Y cuando todas esas imágenes llegan a un punto de saturación que las hace empezar a vibrar, el hijo de puta de Toro me empieza a chupar la concha: estoy en cuatro patas, o algo parecido y el loco se manda por abajo de mí como si fuera un mecánico que va a revisar el cárter del auto,  el cigüeñal, o como quiera que se llame y saca la lengua y la deja quietita, nada de nada, y mi clítoris que sube y baja empieza a crecer como las gotas de lluvia en el vidrio del baño cuando llueve desde la avenida…
La excitación aumenta y me da por decir palabras soeces.

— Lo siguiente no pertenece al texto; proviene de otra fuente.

PR #5765, opened 2026-09-04
fix(deduplicate): detach the primary on abort instead of rejecting the group

### LINKED ISSUE #5711: deduplicate: aborting the primary request rejects the other callers in the group
## Summary

With `interceptors.deduplicate()`, aborting the *first* request of a coalesced group also rejects every other caller waiting on it — including callers that passed no `signal` at all.

I have a fix and tests, but it changes the interceptor's semantics rather than patching a slip, so I would rather agree the intended behaviour with you before sending a PR.

## Reproduction

Two concurrent requests to the same resource through the deduplicate interceptor. The first carries an `AbortSignal` (a timeout, a cancelled UI action); the second carries none.

```
waiter outcome -> rejected: AbortError / This operation was aborted
```

The waiter had no signal of its own.

## Where it comes from

`DeduplicationHandler` hands the *primary* caller the real dispatch controller (`lib/handler/deduplication-handler.js:147-149`). When that caller aborts, `api-request.js:92` calls `controller.abort(reason)` on the real controller, the network request is cancelled, and `onResponseError` (`:290-305`) settles every waiting handler with `AbortError`.

The existing tests cover the inverse case — aborting a *deduplicated* request, from #5673 — but not this direction.

## The question

For a request coalescer, I would expect the group to survive as long as any member still wants the response: the primary's abort should detach that caller, and the underlying request should only be cancelled once nobody is left waiting. Otherwise coalescing is not transparent, and whether your request succeeds depends on who else happened to ask first and whether *they* had a timeout.

If that is the intended semantics, I have it working locally: the primary gets a proxied controller (same shape as the existing `#createWaitingHandler`), `abort` settles only the primary, and the real dispatch is aborted only when the primary is gone and no waiting handler remains. Roughly 95 lines in the handler.

Two details that fell out of writing the tests:

- The `pendingRequests` entry was not being released when *every* member of a group aborted, so a later request could join a request with no consumers left. That needed fixing too.
- Behaviour with no waiters is unchanged: the abort propagates exactly as it does today.

Tests: the new case fails on `main` with `AbortError` where a body was expected, and passes with the change. `test/interceptors/deduplicate.js` goes to 38/38; `cache.js` and `retry.js` stay at 103/103.

Happy to open the PR, or to take a different shape if you would rather the group be torn down with its primary — in which case the `pendingRequests` leak is still worth fixing on its own.

pacocartones:
Fixes #5711.

### Problem
With `interceptors.deduplicate()`, aborting the **primary** request of a coalesced group rejected **every** waiter with `AbortError` — even waiters that passed no `signal`. The primary received the real dispatch controller, so its abort tore down the shared dispatch and rejected all members.

### Fix
The primary now receives a **proxied controller** (mirroring the existing `#createWaitingHandler`). Aborting it detaches only the primary and defers to `#maybeAbortRealDispatch`, which tears down the shared dispatch **only once no member (primary or waiter) is left waiting**, releasing the `pendingRequests` entry via `onComplete`. Pause/resume still forward to the real controller, so backpressure is unchanged. With no waiters, abort propagates exactly as before.

### Test
`test/interceptors/deduplicate.js`:
- "aborting the primary request must not reject the coalesced waiters" — **RED** on main (waiter rejects with AbortError), **GREEN** with fix (waiter gets 200, origin hit once).
- "when every member aborts, the pending entry is released" — guards the new teardown path.

deduplicate 38/38 + cache 88/88 + retry 16/16, `npm run lint` — all green.

### DIFF
--- a/test/interceptors/deduplicate.js
+++ b/test/interceptors/deduplicate.js
@@ -1444,4 +1444,132 @@ describe('Deduplicate Interceptor', () => {
     const res = await primary
     strictEqual(await res.body.text(), 'response-body')
   })
+
+  // https://github.com/nodejs/undici/issues/5711
+  test('aborting the primary request must not reject the coalesced waiters', async () => {
+    let requestsToOrigin = 0
+    let releaseResponse
+    const responseGate = new Promise((resolve) => { releaseResponse = resolve })
+    let markRequestReached
+    const requestReached = new Promise((resolve) => { markRequestReached = resolve })
+    const server = createServer(async (req, res) => {
+      requestsToOrigin++
+      markRequestReached()
+      // Hold the response open until the test releases it (no timers), so the
+      // primary can abort while the waiter is still attached.
+      await responseGate
+      res.end('response-body')
+    }).listen(0)
+
+    const client = new Client(`http://localhost:${server.address().port}`)
+      .compose(interceptors.deduplicate())
+
+    after(async () => {
+      releaseResponse()
+      server.close()
+      await client.close()
+    })
+
+    await once(server, 'listening')
+
+    const request = { origin: 'localhost', method: 'GET', path: '/' }
+
+    const abortController = new AbortController()
+
+    // The primary carries a signal; the waiter carries none.
+    const primary = client.request({ ...request, signal: abortController.signal })
+    const waiter = client.request({ ...request })
+
+    // Catch the primary's rejection eagerly so aborting it does not surface as
+    // an unhandled rejection while we await the waiter.
+    const primaryOutcome = primary.then(() => 'resolved', err => err)
+
+    // The single coalesced request has reached the origin, so the waiter has
+    // joined the group: abort the primary (deterministic, no timers).
+    await requestReached
+    abortController.abort()
+
+    const outcome = await primaryOutcome
+    strictEqual(outcome?.name, 'AbortError')
+
+    // The waiter never passed a signal: it must still receive the response.
+    releaseResponse()
+    const res = await waiter
+    strictEqual(res.statusCode, 200)
+    strictEqual(await res.body.text(), 'response-body')
+
+    // Coalescing held: only one request ever reached the origin.
+    strictEqual(requestsToOrigin, 1)
+  })
+
+  // https://github.com/nodejs/undici/issues/5711
+  test('when every member of a coalesced group aborts, the pending entry is released', async () => {
+    let requestsToOrigin = 0
+    let releaseResponse
+    const responseGate = new Promise((resolve) => { releaseResponse = resolve })
+    let markRequestReached
+    const requestReached = new Promise((resolve) => { markRequestReached = resolve })
+    const server = createServer(async (req, res) => {
+      requestsToOrigin++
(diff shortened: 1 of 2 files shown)


mcollina (approved):
lgtm

test/interceptors/deduplicate.js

Empiezo bien bajito a decir “pija”, “pija”, deteniéndome en cada consonante, en la “p”, en la “j”, y cada letra desencadena una pequeña serie de explosiones en mi concha, y la onda expansiva me recorre, y todas las durezas de mi cuerpo van cediendo y sumándose al bailecito loco. Y como si estuviéramos dentro de una coreografía, sin decirnos nada, desarmamos la extraña figura que terminamos formando y me acuesto boca arriba, tiro la cabeza hacia atrás, abro las piernas y le ofrezco a Toro mi concha refulgente. Estoy lista. Todo mi cuerpo es un pulso que espera, con todas las membranas hinchadas: la concha, el culo, las tetas, la lengua, todo hinchado y pulsante.

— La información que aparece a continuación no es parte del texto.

PR #5767, opened 2026-09-04
fix(fetch): dump 3xx redirect bodies without pausing so the connection is released

### LINKED ISSUE #5728: fetch follow does not dump 3xx bodies and hangs when the redirect body is large
## Bug Description
`fetch({ redirect: 'follow' })` does not dump 3xx response bodies. If the redirect body is big enough (I think it just needs to be is larger than the unread stream highWaterMark) the connection stays `running`. The follow-up request then cannot use that connection.

`request()` appears to already ignore 3xx bodies and keeps reading. I'm unsure then if this is expected behaviour or a bug but thought it would be worth reporting regardless.

Additionally with redirect follow the intermediate 3xx responses are never exposed so it's impossible to clean them up / free the connection.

Toro me mete la pija; todo este jueguito previo lo dejo en el borde de lo humano y si alguien le hubiera preguntado en ese momento cualquier cosa, seguramente habría mirado al infinito, como un mono perdido, y no habría podido responder. Está re-caliente y tiene la pija dura, muy dura y muy hinchada. Entra en mi concha y tengo la imagen de un cuchillo al rojo vivo que  atraviesa lentamente un enorme pan de manteca que se derrite y se pierde en la nada. Nos trenzamos en una danza frenética, en un galope alocado donde ya no hay imágenes, y no hay palabras, hay solamente un pulso que va tomando nuestros pensamientos y nuestros limites y nuestros nombres y los transforma en calor y en vacío. Soy un pulso, soy solamente pulso.

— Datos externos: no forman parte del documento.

PR #4530, opened 2025-09-08
Disable SIMD for PPC64 architecture, add UNDICI_NO_WASM_SIMD env to facilitate testing

mcollina:

PR #5776, opened 2026-09-04
fix: selectively re-enable SIMD for ppc64

richardlau:
## This relates to...

- https://github.com/nodejs/undici/pull/4530
- https://github.com/nodejs/node/pull/60177

## Rationale

WASM SIMD was disabled by default for all ppc64 due to a bug in V8 on Power >= 9. The fix went into Node.js 25.0.0 and 24.12.0.

## Changes

Re-enable SIMD by default for ppc64, and only disable when running on the older unpatched versions of Node.js.

### Features

N/A

### Bug Fixes

WASM SIMD is re-enabled for ppc64 on Node.js versions known to contain the V8 fix.

N/A

## Status

- [ ] Tested
- [ ] Documented
- [ ] Review ready
- [ ] In review
- [ ] Merge ready

### DIFF
--- a/lib/dispatcher/client-h1.js
+++ b/lib/dispatcher/client-h1.js
@@ -70,8 +70,14 @@ function lazyllhttp () {
 
   let mod
 
-  // We disable wasm SIMD on ppc64 as it seems to be broken on Power 9 architectures.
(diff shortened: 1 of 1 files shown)


mcollina (approved):
wow, nice!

Acabamos como panteras en medio de gritos que no parecen de placer, sino de desesperación, de perpleja desesperación.
Vibro por todas partes.
Soy hueca.
Soy un hueco que pulsa.
Y aunque sé que esa es mi sensación, producto del garche espectacular que acabo de tener, se me aparece como universal, como si el cosmos todo fuese un hueco que pulsa. Y aún dentro de ese pulso existe, persiste un filo de mi conciencia, que siente que en ese estado estoy cerca de la verdad, de la gran verdad, y sabe también que ese estado es efímero, una nada que ya se esta desvaneciendo, y esa parte mía se aferra, lucha, no quiere salir de allí, del pulso universal, la verdad de las verdades, pero sabe, porque ya lo está sintiendo, que el estado empieza lentamente a evaporarse como la niebla matinal cuando sale el sol, y sé -me da una bronca inconmensurable pero sé- que en un rato me va a tomar la pelotudez, y que voy a ver por la tele el gran escándalo de lady Gaga, que mostró, oh horror, una teta en la entrega de los grammy, y seguro que después, caminando por la calle, me miro en el reflejo de una vidriera y pienso “estoy re gorda” y allí la pelotudez, irrevocable, hará presa de mi, y me llevará, pelotuda de pelotudas, a rodar por el mundo.